Brexit bill may have broken international environment law, says UN
The British government may have breached a major "environmental democracy" law by failing to consult the public when drawing up Brexit legislation.
A UN-backed committee has confirmed it is considering a complaint from Friends of the Earth that the government’s EU withdrawal bill breached the Aarhus convention, which requires public consultation on any new environmental law.
Most of the UK’s environmental laws derive from or interact with EU law, and Friends of the Earth (FoE) has raised concerns that the bill gives ministers “unique and wide-ranging powers” to amend or delete EU-derived environmental law without public consultation, if ministers consider it appropriate.
According to Defra, “over 1,100 core pieces of directly applicable EU legislation and national implementing legislation” fall within the department’s remit.
The “polluter pays” principle and the precautionary principle could both be affected, as could the public’s ability to challenge changes to environmental laws.
William Rundle, lawyer for Friends of the Earth, said: “The government said Brexit was about taking back control, yet it has ignored the views of the UK people in taking it forwards. There has been no consultation on what the withdrawal bill could mean for the environment and environmental legal protections, or what is the best way forwards.
“The Aarhus convention requires effective consultation when new laws are being prepared that can significantly affect the environment, such as the EU withdrawal bill. This would have allowed environmental issues to be debated and understood, but also built democratic accountability and public confidence.
“The current approach by government in conducting Brexit fails to do this; they didn’t even try. Nobody thought Brexit would be easy, but the government cannot ignore its legal obligations, or the views of the people.”
According to the Aarhus convention’s three pillars, information relating to environmental legislation must be provided by public authorities “in a timely and transparent manner”, and the public must be allowed to participate in the development of new laws at an early stage of their preparation. The third pillar is public access to justice, should a party violate or fail to adhere to environmental law or the convention’s principles.
The government may have breached the convention in two ways, FoE says: by failing to set out a consistent legal framework to allow public participation in the preparation of new environmental legislation (article 3), and by not giving the public an opportunity to comment on the bill before it was presented to parliament to be made into law (article 8). FoE says the government failed to consult with the public, and by calling a snap election, any possible engagement with the bill’s white paper was prevented.
In a letter to Friends of the Earth, the Aarhus convention compliance committee says: “the committee has, on a preliminary basis, determined the communicant’s allegation concerning the preparation of the draft ‘great repeal bill’ and the alleged lack of a clear, transparent and consistent framework to implement article 8 … to be admissible”.
Michael Mason, associate professor at the London School of Economics, says the government remains legally bound by the Aarhus convention after withdrawal from the EU, and by abolishing laws relating to Aarhus provisions the UK would be in breach of the treaty.
He says: “The UK would not be able to cherry-pick provisions in the convention: the UK is either fully in or would have to pull out from the treaty. To stay in, the UK government will have to retain all EU-derived law implementing Aarhus obligations.

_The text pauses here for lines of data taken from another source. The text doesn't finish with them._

PR #15, opened 2016-05-23
Do not run coverage until all jobs have finished

seelabs:
Sometimes lcov would report negative counts. This may be related to lcov
running while the job it was collecting counts for was also running.
This patch makes two changes: Do not run the coverage build under
gdb, and wait for all jobs to finish before running lcov.

@ximinez @sublimator

### DIFF
--- a/scripts/build-and-test.sh
+++ b/scripts/build-and-test.sh
@@ -19,10 +19,25 @@ function run_tests_with_gdb {
   for x in bin/**/*-tests; do scripts/run-with-gdb.sh "$x"; done
 }
 
+function run_tests {
+    for x in bin/**/*-tests; do "$x"; done
+}
+
+num_procs=1
+if [[ $(uname) == "Darwin" ]]; then
+    num_procs=$(sysctl -n hw.ncpu)
+elif [[ $(uname -s) == "Linux" ]]; then
+    num_procs=$(lscpu -p | grep -v '^#' | sort -u -t, -k 2,4 | wc -l) # physical cores
+    virt_num_procs=$(nproc) # CircleCI returns 32 phys procs, but 1 virt proc
+    if (("$virt_num_procs" < "$num_procs")); then
+        num_procs=$virt_num_procs
+    fi
+fi
+
 function build_beast {
   $BOOST_ROOT/bjam toolset=$CC \
                variant=$VARIANT \
-               address-model=$ADDRESS_MODEL
+               address-model=$ADDRESS_MODEL -j${num_procs}
 }
 
 ##################################### BUILD ####################################
@@ -38,11 +53,11 @@ if [[ $VARIANT == "coverage" ]]; then
   lcov --no-external -c -i -d . -o baseline.info > /dev/null
 
   # Perform test
-  run_tests_with_gdb
+  run_tests
 
   # Run autobahn tests
-  export SERVER=`find . -name "websocket-echo"`
-  nohup scripts/run-with-gdb.sh $SERVER&
+  export SERVER=$(find . -name "websocket-echo")
+  nohup $SERVER&
 
   # We need to wait a while so wstest can connect!
   sleep 5
@@ -52,10 +67,10 @@ if [[ $VARIANT == "coverage" ]]; then
   cat nohup.out
   rm nohup.out
   jobs
+  sleep 5
   # Kill it gracefully
   kill -INT %1
-  sleep 1
-  kill -INT %1 || echo "Dead already"
+  wait
 
   # Create test coverage data file
   lcov --no-external -c -d . -o testrun.info > /dev/null


vinniefalco:
Nice looking changes especially the number of processors

sublimator:
good call on the wait!

Gdb messes with coverage results?

scripts/build-and-test.sh
```diff
@@ -19,10 +19,16 @@ function run_tests_with_gdb {
   for x in bin/**/*-tests; do scripts/run-with-gdb.sh "$x"; done
 }
 
+function run_tests {
+    for x in bin/**/*-tests; do "$x"; done
+}
+
+num_procs=$(lscpu -p | grep -v '^#' | sort -u -t, -k 2,4 | wc -l) # pysical cores
```
sublimator: This doesn't work on OSX, nor docker

scripts/build-and-test.sh
```diff
@@ -38,11 +44,11 @@ if [[ $VARIANT == "coverage" ]]; then
   lcov --no-external -c -i -d . -o baseline.info > /dev/null
 
   # Perform test
-  run_tests_with_gdb
+  run_tests
 
   # Run autobahn tests
-  export SERVER=`find . -name "websocket-echo"`
-  nohup scripts/run-with-gdb.sh $SERVER&
```
sublimator: I've noticed some stalls some time, which were the reason for the (hamfisted) extra kill invocation (one possible cause of the issue).

scripts/build-and-test.sh
```diff
@@ -54,8 +60,7 @@ if [[ $VARIANT == "coverage" ]]; then
   jobs
   # Kill it gracefully
   kill -INT %1
-  sleep 1
-  kill -INT %1 || echo "Dead already"
+  wait
```
sublimator:
```

[1]+  Running                 nohup $wsecho &
+kill -INT %1
+wait
+lcov --no-external -c -d . -o testrun.info
+lcov -a baseline.info -a testrun.info -o lcov-all.info
lcov: WARNING: negative counts found in tracefile testrun.info
lcov: ERROR: cannot write to lcov-all.info!
```

hrmmm ???  You might have gotten lucky here

sublimator: One thing to note, which may or may not be pertinent, is that the travis run for this pull request didn't actually run `wstest`, even though it started the echo server.

scripts/build-and-test.sh
sublimator:
```
++lscpu -p
++wc -l
++sort -u -t, -k 2,4
++grep -v '^#'
+num_procs=1
+build_beast
+/home/travis/boost_1_60_0/bjam toolset=gcc variant=asan address-model=64 -j1
```

Seems like Travis is just -j1 as per the usual implicit default. I'm using this in an updated branch:
```
if [[ `uname` == "Darwin" ]]; then
  num_jobs=`sysctl -n hw.ncpu`
else
  num_jobs=`nproc`
fi
```

This works on circle CI Docker and locally and on Travis:
```
+[[ Linux == \D\a\r\w\i\n ]]
++nproc
+num_jobs=2
```

scripts/build-and-test.sh
sublimator: Noting that, in an updated version, I added a sleep of 5 seconds to let the server `wind down` before issuing a kill. Not sure if it's needed or it will help ?

scripts/build-and-test.sh
seelabs: Thanks, pushed a fix for osx

scripts/build-and-test.sh
seelabs: Rats. OK, thanks. We'll have to think of something else.

scripts/build-and-test.sh
```diff
@@ -19,10 +19,21 @@ function run_tests_with_gdb {
...
 
+function run_tests {
+    for x in bin/**/*-tests; do "$x"; done
+}
+
+num_procs=1
+if [[ "$(uname)" == "Darwin" ]]; then
+    num_procs=$(sysctl -n hw.ncpu)
+elif [[ "$(expr substr $(uname -s) 1 5)" == "Linux" ]]; then
+    num_procs=$(lscpu -p | grep -v '^#' | sort -u -t, -k 2,4 | wc -l) # pysical cores
```
sublimator: This only gets 1 on Travis

sublimator: `nproc` works in Docker / linux

Above method shows 32 on CircleCI, when really the container only has  2 `available`

vinniefalco: Spelling: `pysical cores`

scripts/build-and-test.sh
```diff
@@ -23,7 +23,12 @@ function run_tests {
     for x in bin/**/*-tests; do "$x"; done
 }
 
-num_procs=$(lscpu -p | grep -v '^#' | sort -u -t, -k 2,4 | wc -l) # pysical cores
+num_procs=1
+if [[ "$(uname)" == "Darwin" ]]; then
+    num_procs=$(sysctl -n hw.ncpu)
+elif [[ "$(expr substr $(uname -s) 1 5)" == "Linux" ]]; then
```
sublimator: What's the `-s` arg to uname do?

scripts/build-and-test.sh
seelabs: Fixed

scripts/build-and-test.sh
```diff
@@ -19,10 +19,21 @@ function run_tests_with_gdb {
...
 
+function run_tests {
+    for x in bin/**/*-tests; do "$x"; done
+}
+
+num_procs=1
+if [[ "$(uname)" == "Darwin" ]]; then
+    num_procs=$(sysctl -n hw.ncpu)
+elif [[ "$(expr substr $(uname -s) 1 5)" == "Linux" ]]; then
+    num_procs=$(lscpu -p | grep -v '^#' | sort -u -t, -k 2,4 | wc -l) # physical cores
```
sublimator: Why not threads? e.g. my quad core i7 has 8 threads and I typically use -j8 for scons etc. Have I been "doing it wrong? ?

scripts/build-and-test.sh
seelabs: Returns the kernel name.

scripts/build-and-test.sh
seelabs: Yeah, you'll get better compilation times if you use physical cores rather than virtual cores (at least on the machines I've tested).

seelabs:
@sublimator I pushed a fix that takes the min of physical cores and virtual cores. That should work well everywhere.

scripts/build-and-test.sh
sublimator: Lesson learned! Cheers

scripts/build-and-test.sh
sublimator: fwiw, since I added in the 5 second sleep after wstest, I haven't noticed any further issues.

scripts/build-and-test.sh
```diff
@@ -19,10 +19,25 @@ function run_tests_with_gdb {
   for x in bin/**/*-tests; do scripts/run-with-gdb.sh "$x"; done
 }
 
+function run_tests {
+    for x in bin/**/*-tests; do "$x"; done
+}
+
+num_procs=1
+if [[ "$(uname)" == "Darwin" ]]; then
+    num_procs=$(sysctl -n hw.ncpu)
```
sublimator: We'll want `ysctl -n hw.physicalcpu` to get the `physical cores` on OSX it seems :)

vinniefalco:
This is merged in b5 but we still get "negative counts" from lcov.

“A withdrawal from the Aarhus convention would be disastrous for UK environmental policy.”
A House of Lords report calls the EU withdrawal bill a “bill of the first order in terms of law-making powers being granted to ministers”. It says “this bill is expected to generate another 800 to 1,000 statutory instruments in the near future.”

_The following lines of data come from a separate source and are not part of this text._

PR #23, opened 2016-06-03
1.0.0-b6

vinniefalco:
New features include HTTP field parsers, strict parsing of rfc7230, and 100% code coverage in `basic_parser_v1`.


CHANGELOG
```diff
@@ -1,3 +1,6 @@
 1.0.0-b6
 
+* Use SFINAE on return values
+* Use beast::error_code instead of nested types
```
scottschurr: I'm not sure about your intention for squashing but, at least for this iteration, it appears that using `beast::error_code` doesn't happen until the next commit.  If they get squashed it really doesn't matter.  Just FYI.

vinniefalco: Edits to text files like TODO.txt and CHANGELOG are not necessarily temporally consistent with edits made to source code :-) 

For CHANGELOG what matters is the accuracy at the time of the commit that sets the version.

include/beast/core/streambuf_readstream.hpp
```diff
@@ -93,8 +93,6 @@ class streambuf_readstream
     static_assert(is_Streambuf<Streambuf>::value,
         "Streambuf requirements not met");
 
-    using error_code = boost::system::error_code;
-
     template<class Buffers, class Handler>
     class read_some_op;
```
HowardHinnant: If not squashing this commit message out, would be better if it read:  Use boost::error_code (if I'm understanding correctly).

vinniefalco: I think there's a misunderstanding. What I have done is create a `beast` level identifier `error_code` (which happens to be an alias for `boost::system::error_code`). The nature of the refactoring is that all code now uses this `beast` level namespace identifier instead of having every class nest its own alias for `boost::system::error_code` out of convenience.

HowardHinnant:
There's a growing danger of deriving from `detail::types`.  When considering ADL the compiler makes a list of associated namespaces within which it will search for overloads.  One of the associated namespaces is that of a base class (even if privately derived).  So when you have `beast::X` derive (even privately) from `beast::detail::Y`, `beast::detail` becomes an associated namespace of `beast::X` (an implementation detail leakage).

This has the potential to cause either compile-time errors, or in extreme cases, even run time errors.  Here's a contrived demo:
```
namespace beast {
namespace detail {

template <class T>
void
tolower(T);

struct base {};

}  // detail

struct derived : private detail::base
{
    operator long() const {return 0;}
};

}  // beast

// client code

#include <cctype>

int
main()
{
    beast::derived d;
    using namespace std;
    tolower(d);
}
```
The client intends to call `std::tolower()` from `<cctype>`, but ends up calling `beast::detail::tolower` because `beast::detail` is an associated namespace of `beast::derived`, and `beast::detail::tolower`  turns out to be a better match than `std::tolower`.

An alternative design using private data members instead of private inheritance avoids this issue:
```
struct derived
{
private:
    detail::base data_;
public:
    operator long() const {return 0;}
};
```

vinniefalco:
@HowardHinnant ack... which Beast code were you talking about?

HowardHinnant:
It was `tolower` that started me looking.  I found `basic_headers` as such an example.  Other places are deriving from `ci_less`, but I'm as yet unsure if any of those places are actual examples of this type of leakage.

test/http/nodejs_parser.hpp
```diff
@@ -611,7 +611,7 @@ nodejs_basic_parser<Derived>::check_header()
 {
     if (! value_.empty())
     {
-        rfc2616::trim_right_in_place(value_);
+        //detail::trim(value_);
```
scottschurr: I'm guessing you want to remove this commented out line?

vinniefalco: Nope, I want to leave it in. I got rid of the `trim` function and couldn't be bothered to fix this line of code because its part of the `nodejs_parser`, which is only for performance benchmark comparisons and not a public API. If we ever decide to use this code for anything else, we'd probably want to fix the commented out line.

include/beast/http/basic_dynabuf_body.hpp
```diff
@@ -0,0 +1,95 @@
...
+            using boost::asio::buffer;
+            using boost::asio::buffer_copy;
+            sb_.commit(buffer_copy(
+                sb_.prepare(size), buffer(data, size)));
+        }
+    };
+
+    class writer
+    {
+        DynamicBuffer const& body_;
```
scottschurr: `DynamicBuffer` -> `value_type`?

HowardHinnant:
👍

scottschurr:
Looks good to me. :+1:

The bill does not require that current environmental standards are maintained after Brexit, nor does it contain a general requirement that the public should be consulted on potentially significant changes to environmental legislation. It does not require ministers to replace the existing European commission complaints procedure on breaches of EU-derived environmental law, which is currently available to UK citizens free of charge. The UK government could still include a requirement for public consultation, however.
In February 2017, campaigners won a case against the Ministry of Justice over proposed changes to cost protection orders that could have made legal challenges to government over environmental issues too financially risky to pursue. A UN committee at the time criticised the government for failing to meet its legal obligations on access to justice under the Aarhus convention.
A government spokesperson said: “The purpose of the withdrawal bill is to provide a functioning statute book on the day we leave the EU – it is an essential bill in the national interest. While we can’t comment on proceedings, we believe we have complied with all of the relevant obligations in developing this crucial legislation and remain committed to maintaining the highest environmental standards. We will be submitting our full response in due course.”
The government now has until 5 June to provide its written response to the complaint. The committee will then decide whether the UK government is in breach of its obligations.